Records for this task:
Issue #8372, opened 2026-03-17
Replace eslint with biome?


lotas:
Biome is written in rust and comes with performance improvements:
https://biomejs.dev/guides/migrate-eslint-prettier/

Currently we are using eslint on multiple levels, and eslint from v9+ is no longer supporting existing yaml config format

Also client-web was using broken version already:
https://github.com/taskcluster/taskcluster/pull/8334

PR #8680, opened 2026-05-22
Switch ui/ linting from eslint to biome

Eijebong:
This should be reviewed commit by commit. I tried keeping lint fixes split up and justified.

Note that a lot of issues discovered during this migration have already been merged, the fixes in here are tiny enough that I didn't feel like they warranted their own PR.

The first commit does the scaffolding, switches eslint to biome with a configuration that matches somewhat. The two commits after that are autogenerated with biome. Each commit after that fixes/silences specific lints.

Part of #8372, doesn't close it yet as we're still using eslint in services/clients.


lotas (approved):
Tremendous job! Thanks!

Task details:
Scan the listing above. Collect all lines with the word "already".

Task response:
Also client-web was using broken version already:
Note that a lot of issues discovered during this migration have already been merged, the fixes in here are tiny enough that I didn't feel like they warranted their own PR.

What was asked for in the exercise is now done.